In epoca di crisi economica strutturale, i diritti democratici, sempre meno compatibili con l’esistenza del capitalismo nei paesi imperialisti, sono ancor più fuori dall’agenda delle borghesie dei paesi ex-coloniali. Cercare la via di una rivoluzione “democratica”, da anteporre storicamente alla rivoluzione sociale, conduce in un vicolo cieco.
La rottura del Fronte popolare col Fronte di salvezza nazionale è dunque necessaria per una strategia socialista e rivoluzionaria. Tra gli oppressi sono ancora vive le forze risvegliatesi nel 2011, basarsi esclusivamente su di esse è vitale: dalla conflittualità operaia – di cui i minatori di Gafsa sono l’avanguardia – alle lotte di decine di migliaia di giovani dell’associazione “laureati disoccupati”, dalla rabbia dei giovani delle periferie di Tunisi in piazza per un mese dopo l’assassinio di Brahmi fino alla sete di terra dei contadini, ignorati da governi che promettono terra in saldo a compagnie qatarine e saudite. Puntando sull’indipendenza di classe ed un audace programma rivoluzionario di ripudio del pagamento del debito, riforma agraria ed esproprio della borghesia – a partire dalle colossali ricchezze dei Ben Ali-Trabelsi –, il Fp potrebbe divenire quella forza politica di cui in Tunisia gli sfruttati hanno bisogno. Sennò, la “rivoluzione dei gelsomini” potrebbe entrare in un triste “inverno”.

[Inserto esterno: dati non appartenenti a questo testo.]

Issue #6830, opened 2024-08-29
Feature: add --lockfile flag to allow users to customize lock file name


jensqin:
# Usecase

When a project needs to have multiple lock files for different users, it is convenient to be able to rename the lockfile.

## API Suggestion
```bash
uv lock --lockfile my_uv_lock_file.lock
```

## Context
[pdm](https://github.com/big-league-advance/baseball/wiki/db-troubleshooting) has this feature.

zanieb:
Can you share more details about "different users"?

jensqin:
I should have said "different resolution". For example, one user wants to use "highest", and another wants to use "lowest-direct".

SamyAB:
I agree that the feature would be very useful in different situations. In addition to the case that @jensqin mentioned, I personally use the `--lockfile` option from `pdm` to have different locks based on different sources. Right now with `uv` that might be translated as different lockfiles based on different sets of `--index-url` and `--extra-index-url`

nikhilweee:
Another use case is to support conflicting dependencies if/when #6981 is implemented.

jsiverskog:
i want this for the sole purpose of keeping my repository roots clean - i prefer to have as many as possible of environment related files in a separate directory.

vladidobro:
Hi,
I would say that support for multiple lockfiles is extremely important for scalable monorepos, and is the last missing piece for us to fully commit to a uv-based monorepo.

For example in our setup of some shared libs + many domain-specific applications with data pipelines, I would like to be able to use a new feature of some library without being forced to upgrade and test it and fix it in all of the other applications (100+ mostly completely unrelated pipelines).

Our current options seem to be
- use pants
- dont use workspaces, treat is as unrelated uv packages that just happen to be in one repo (very inconvenient)

Or is there already a way to achieve it with uv workspaces?
Does uv plan some "environments" support for these usecases?

Thank you!

g0di:
I'm using nox for running tests on my libraries against multiple versions of Python. On my nox test session I'm using the uv `--resolution` flag to run my tests against highest and lowest versions of required dependencies which is super useful. However, this cause uv to re-lock and override the `uv.lock` on each session. I would find it useful to tell uv to use separated lock files for both resolution strategies as well as using the default one in day-to-day situations.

In Tunisia, l’antagonismo è in primo luogo tra classi sociali. Quello scontro, dal versante proletario, non può autolimitarsi nella camicia di forza di una fantasmatica rivoluzione “democratica” che non tocchi i rapporti sociali. La società ha perso quel tratto di unanimità proprio della prima fase di ogni rivoluzione, i lavoratori devono concluderla.